_The problem_
The answer must consist of each line below that contains the string "kartothek".

*** Block opens ***

PR #251, opened 2020-03-16
Only concat non-empty index_cols

xhochy:
Even running a no-op concat takes some time, so drop this.

cc @mlondschien @jtilly

### DIFF
--- a/kartothek/io_components/metapartition.py
+++ b/kartothek/io_components/metapartition.py
@@ -852,7 +852,11 @@ class MetaPartition(Iterable):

*** Block closes ***

_Written solution_
--- a/kartothek/io_components/metapartition.py
+++ b/kartothek/io_components/metapartition.py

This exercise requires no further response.